== Work order ==
Each entry needs to be given again, character for character.
══ Exercise data ══
PR #279, opened 2025-04-01
feat: parse block interval from engine api

joey0612:
### Description

The op-node writes the BlockInterval into the third byte of the `PrevRandao` in `PayloadAttributes`, with each unit representing 500ms.

### Rationale

op-geth has more control over block time. Previously, if the BlockTime configuration of op-node was greater than 1 second, the excess time would be wasted.

### Example

NO.

### Changes

Notable changes:
NO.

### DIFF
--- a/core/types/block.go
+++ b/core/types/block.go
@@ -133,7 +133,7 @@ func (h *Header) BlockMillisecondTimeUnit() uint64 {
 	if h.MixDigest == (common.Hash{}) {
 		return DefaultBlockIntervalUintCount
 	}
-	count := uint256.NewInt(0).SetBytes2(h.MixDigest[2:2]).Uint64()
+	count := uint256.NewInt(0).SetBytes1(h.MixDigest[2:3]).Uint64()
 	if count == 0 {
 		return DefaultBlockIntervalUintCount
 	}
--- a/core/types/block.go
+++ b/core/types/block.go
@@ -33,8 +33,8 @@ import (
 )
 
 var (
-	DefaultBlockIntervalUintCount uint64 = 2
-	BlockMillisecondsIntervalUint uint64 = 500
+	DefaultBlockIntervalUintCount uint64 = 4
+	BlockMillisecondsIntervalUint uint64 = 250
 )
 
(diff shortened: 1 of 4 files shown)


RenRick (dismissed):

will-2012 (dismissed):

core/types/block.go
```diff
@@ -126,10 +126,22 @@ func (h *Header) millisecondes() uint64 {
 func (h *Header) MilliTimestamp() uint64 { return h.Time*1000 + h.millisecondes() }
 
 func (h *Header) NextMilliTimestamp() uint64 {
+	return h.MilliTimestamp() + h.BlockMillisecondTime()
+}
+
+func (h *Header) BlockMillisecondTimeUnit() uint64 {
 	if h.MixDigest == (common.Hash{}) {
-		return h.Time*1000 + OldBlockMillisecondsInterval
+		return DefaultBlockIntervalUintCount
```
flywukong, line 134:
```
   if h.MixDigest == (common.Hash{}) || len(h.MixDigest) < 3 {
        return DefaultBlockIntervalUintCount
    } 
```   maybe better

File: miner/worker.go [hunk 2]
```diff
@@ -1151,6 +1151,21 @@ func (g *generateParams) millisecondes() uint64 {
 
 func (g *generateParams) MilliTimestamp() uint64 { return g.timestamp*1000 + g.millisecondes() }
 
+func (g *generateParams) BlockMillisecondTimeUnit() uint64 {
+	if g.random == (common.Hash{}) {
```
flywukong, line 1155: if h.MixDigest == (common.Hash{}) || len(h.MixDigest) < 3

core/types/block.go
```diff
@@ -33,8 +33,8 @@ import (
 )
 
 var (
-	OldBlockMillisecondsInterval uint64 = 1000
-	NewBlockMillisecondsInterval uint64 = 500
+	DefaultBlockIntervalUintCount uint64 = 2
```
flywukong: DefaultBlockIntervalUintCount may need change to 4 if the BlockMillisecondsIntervalUint change to 250ms

flywukong (approved):

PR #86, opened 2022-04-26
Issue 84

### LINKED ISSUE #84: Restore HTTPS download functionality to data subscriber script

maseca:
Closes #84


cluster_provisioning/modules/common/variables.tf
```diff
@@ -130,12 +130,12 @@ variable "amis" {
   type = map(string)
   default = {
     # HySDS v4.0.1-beta.8-oraclelinux
-    mozart    = "ami-02fcd254c71ff0fa0"  # opera dev mozart - ol8
-    metrics   = "ami-0a54a14946e0bb52f"  # opera dev metrics - ol8
-    grq       = "ami-0a11c7d42e24fe7d5"  # opera dev grq - ol8
-    factotum  = "ami-0ce5e6a66b7732993"  # opera dev factotum - ol8
-    ci        = "ami-0caed57c920d65ea8"  # OL8 All-project verdi v4.11
-    autoscale = "ami-0caed57c920d65ea8"  # OL8 All-project verdi v4.11
+    mozart    = "ami-031dd1ada8418ff92" # mozart v4.16-1 opera dev
```
riverma, line 133: The public (or anyone else using the code) won't have access to these AMIs. As a best practice, its best to leave specific environment configuration like this out of revision control. 

Couple suggestions:
- Let's keep configuration like this out of our public GitHub, and version control internally with our deployment scripts
- Just mention in the README that things like this need to be customized

maseca: Hi Rishi,

You should start a thread elsewhere about this so that it can be dealt with in a future ticket. I had to update the existing values for my development deployment to work. This PR is not intended to focus on AMIs. I would recommend tagging @hhlee445 as well.

riverma: Sounds good @maseca - will do thanks 👍

PR #90, opened 2022-04-27
DSWx-HLS Beta PGE Integration

collinss-jpl:
This pull request makes the required changes to support integration of the DSWx-HLS PGE built with the "beta" delivery of the corresponding SAS. High level changes include:

- Updates to terraform scripts to point at the "beta preview" build for the DSWx-HLS PGE for the main, dev, dev-e2e, dev-int and int profiles.
- Updates to SDS config files to support runconfig format changes and creation of multiple output tif files by the PGE
- Refactoring of the `product2dataset` and `extractor` modules to strip unneeded NISAR functionality, as well as support bundling of multiple tif output bands into a single SDS Dataset


hhlee445:
@collinss-jpl Can we also have a simulated L3_DSWx_HLS PGE to produce multiple tif files?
═══
== Exercise output ==
PR #279, opened 2025-04-01
feat: parse block interval from engine api

joey0612:
### Description

The op-node writes the BlockInterval into the third byte of the `PrevRandao` in `PayloadAttributes`, with each unit representing 500ms.

### Rationale

op-geth has more control over block time. Previously, if the BlockTime configuration of op-node was greater than 1 second, the excess time would be wasted.

### Example

NO.

### Changes

Notable changes:
NO.

### DIFF
--- a/core/types/block.go
+++ b/core/types/block.go
@@ -133,7 +133,7 @@ func (h *Header) BlockMillisecondTimeUnit() uint64 {
 	if h.MixDigest == (common.Hash{}) {
 		return DefaultBlockIntervalUintCount
 	}
-	count := uint256.NewInt(0).SetBytes2(h.MixDigest[2:2]).Uint64()
+	count := uint256.NewInt(0).SetBytes1(h.MixDigest[2:3]).Uint64()
 	if count == 0 {
 		return DefaultBlockIntervalUintCount
 	}
--- a/core/types/block.go
+++ b/core/types/block.go
@@ -33,8 +33,8 @@ import (
 )
 
 var (
-	DefaultBlockIntervalUintCount uint64 = 2
-	BlockMillisecondsIntervalUint uint64 = 500
+	DefaultBlockIntervalUintCount uint64 = 4
+	BlockMillisecondsIntervalUint uint64 = 250
 )
 
(diff shortened: 1 of 4 files shown)


RenRick (dismissed):

will-2012 (dismissed):

core/types/block.go
```diff
@@ -126,10 +126,22 @@ func (h *Header) millisecondes() uint64 {
 func (h *Header) MilliTimestamp() uint64 { return h.Time*1000 + h.millisecondes() }
 
 func (h *Header) NextMilliTimestamp() uint64 {
+	return h.MilliTimestamp() + h.BlockMillisecondTime()
+}
+
+func (h *Header) BlockMillisecondTimeUnit() uint64 {
 	if h.MixDigest == (common.Hash{}) {
-		return h.Time*1000 + OldBlockMillisecondsInterval
+		return DefaultBlockIntervalUintCount
```
flywukong, line 134:
```
   if h.MixDigest == (common.Hash{}) || len(h.MixDigest) < 3 {
        return DefaultBlockIntervalUintCount
    } 
```   maybe better

File: miner/worker.go [hunk 2]
```diff
@@ -1151,6 +1151,21 @@ func (g *generateParams) millisecondes() uint64 {
 
 func (g *generateParams) MilliTimestamp() uint64 { return g.timestamp*1000 + g.millisecondes() }
 
+func (g *generateParams) BlockMillisecondTimeUnit() uint64 {
+	if g.random == (common.Hash{}) {
```
flywukong, line 1155: if h.MixDigest == (common.Hash{}) || len(h.MixDigest) < 3

core/types/block.go
```diff
@@ -33,8 +33,8 @@ import (
 )
 
 var (
-	OldBlockMillisecondsInterval uint64 = 1000
-	NewBlockMillisecondsInterval uint64 = 500
+	DefaultBlockIntervalUintCount uint64 = 2
```
flywukong: DefaultBlockIntervalUintCount may need change to 4 if the BlockMillisecondsIntervalUint change to 250ms

flywukong (approved):

PR #86, opened 2022-04-26
Issue 84

### LINKED ISSUE #84: Restore HTTPS download functionality to data subscriber script

maseca:
Closes #84


cluster_provisioning/modules/common/variables.tf
```diff
@@ -130,12 +130,12 @@ variable "amis" {
   type = map(string)
   default = {
     # HySDS v4.0.1-beta.8-oraclelinux
-    mozart    = "ami-02fcd254c71ff0fa0"  # opera dev mozart - ol8
-    metrics   = "ami-0a54a14946e0bb52f"  # opera dev metrics - ol8
-    grq       = "ami-0a11c7d42e24fe7d5"  # opera dev grq - ol8
-    factotum  = "ami-0ce5e6a66b7732993"  # opera dev factotum - ol8
-    ci        = "ami-0caed57c920d65ea8"  # OL8 All-project verdi v4.11
-    autoscale = "ami-0caed57c920d65ea8"  # OL8 All-project verdi v4.11
+    mozart    = "ami-031dd1ada8418ff92" # mozart v4.16-1 opera dev
```
riverma, line 133: The public (or anyone else using the code) won't have access to these AMIs. As a best practice, its best to leave specific environment configuration like this out of revision control. 

Couple suggestions:
- Let's keep configuration like this out of our public GitHub, and version control internally with our deployment scripts
- Just mention in the README that things like this need to be customized

maseca: Hi Rishi,

You should start a thread elsewhere about this so that it can be dealt with in a future ticket. I had to update the existing values for my development deployment to work. This PR is not intended to focus on AMIs. I would recommend tagging @hhlee445 as well.

riverma: Sounds good @maseca - will do thanks 👍

PR #90, opened 2022-04-27
DSWx-HLS Beta PGE Integration

collinss-jpl:
This pull request makes the required changes to support integration of the DSWx-HLS PGE built with the "beta" delivery of the corresponding SAS. High level changes include:

- Updates to terraform scripts to point at the "beta preview" build for the DSWx-HLS PGE for the main, dev, dev-e2e, dev-int and int profiles.
- Updates to SDS config files to support runconfig format changes and creation of multiple output tif files by the PGE
- Refactoring of the `product2dataset` and `extractor` modules to strip unneeded NISAR functionality, as well as support bundling of multiple tif output bands into a single SDS Dataset


hhlee445:
@collinss-jpl Can we also have a simulated L3_DSWx_HLS PGE to produce multiple tif files?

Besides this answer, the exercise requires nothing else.